Assigned task: Reproduce each entry below in full, exactly as it was given.

Saved entries:

□ □ □ □

PR #1912, opened 2023-07-19
Fixing KNE textproto for Nokia

MarcCharlebois:
Changed interface key nomenclature, removed public image link for tagged srlinux:latest

### DIFF
--- a/topologies/kne/nokia/srlinux/dut.textproto
+++ b/topologies/kne/nokia/srlinux/dut.textproto
@@ -4,7 +4,7 @@ nodes: {
     vendor: NOKIA
     model: "ixr10"
     config: {
-        image: "ghcr.io/nokia/srlinux:latest"
+        image: "srlinux:latest"
         file: "config.cfg"
         cert: {
             self_signed: {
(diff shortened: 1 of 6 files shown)


topologies/kne/nokia/srlinux/dut.textproto
```diff
@@ -4,7 +4,7 @@ nodes: {
     vendor: NOKIA
     model: "ixr10"
     config: {
-        image: "ghcr.io/nokia/srlinux:latest"
```
alexmasi, line 7: Any reason for switching this value? It was originally targeting the public image by default to make it as easy as possible for users to run tests (without having to load in a custom image into their k8 cluster)

The interface name changes look good to me

MarcCharlebois: The main purpose for FP is testing OC compliance. OC is only available for specific chassis types that requires a license, which means that in *most* cases people would have a custom image loaded.

If someone wants to run the public image in a k8s cluster, I would suggest just the textproto from https://github.com/openconfig/kne/tree/main/examples/nokia/srlinux-services as it's more of a generic use case.

alexmasi: Okay thats fine with me, can you also update https://github.com/openconfig/featureprofiles/blob/131970e41bb2a5359e8e943f43c32ead408a05d0/cloudbuild/virtual.sh#L114 for the CI trigger?

MarcCharlebois: No problem, I can package it in this PR, just to confirm that it looks right

Change from: 
` sed -i "s/ghcr.io\/nokia\/srlinux:latest/us-west1-docker.pkg.dev\/gep-kne\/nokia\/srlinux:ga/g" /tmp/kne/"${kne_topology}" `

to: 
`sed -i "s/srlinux:latest/us-west1-docker.pkg.dev\/gep-kne\/nokia\/srlinux:ga/g" /tmp/kne/"${kne_topology}"`

alexmasi (approved):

□ □ □ □

Result of this task:
PR #1912, opened 2023-07-19
Fixing KNE textproto for Nokia

MarcCharlebois:
Changed interface key nomenclature, removed public image link for tagged srlinux:latest

### DIFF
--- a/topologies/kne/nokia/srlinux/dut.textproto
+++ b/topologies/kne/nokia/srlinux/dut.textproto
@@ -4,7 +4,7 @@ nodes: {
     vendor: NOKIA
     model: "ixr10"
     config: {
-        image: "ghcr.io/nokia/srlinux:latest"
+        image: "srlinux:latest"
         file: "config.cfg"
         cert: {
             self_signed: {
(diff shortened: 1 of 6 files shown)


topologies/kne/nokia/srlinux/dut.textproto
```diff
@@ -4,7 +4,7 @@ nodes: {
     vendor: NOKIA
     model: "ixr10"
     config: {
-        image: "ghcr.io/nokia/srlinux:latest"
```
alexmasi, line 7: Any reason for switching this value? It was originally targeting the public image by default to make it as easy as possible for users to run tests (without having to load in a custom image into their k8 cluster)

The interface name changes look good to me

MarcCharlebois: The main purpose for FP is testing OC compliance. OC is only available for specific chassis types that requires a license, which means that in *most* cases people would have a custom image loaded.

If someone wants to run the public image in a k8s cluster, I would suggest just the textproto from https://github.com/openconfig/kne/tree/main/examples/nokia/srlinux-services as it's more of a generic use case.

alexmasi: Okay thats fine with me, can you also update https://github.com/openconfig/featureprofiles/blob/131970e41bb2a5359e8e943f43c32ead408a05d0/cloudbuild/virtual.sh#L114 for the CI trigger?

MarcCharlebois: No problem, I can package it in this PR, just to confirm that it looks right

Change from: 
` sed -i "s/ghcr.io\/nokia\/srlinux:latest/us-west1-docker.pkg.dev\/gep-kne\/nokia\/srlinux:ga/g" /tmp/kne/"${kne_topology}" `

to: 
`sed -i "s/srlinux:latest/us-west1-docker.pkg.dev\/gep-kne\/nokia\/srlinux:ga/g" /tmp/kne/"${kne_topology}"`

alexmasi (approved):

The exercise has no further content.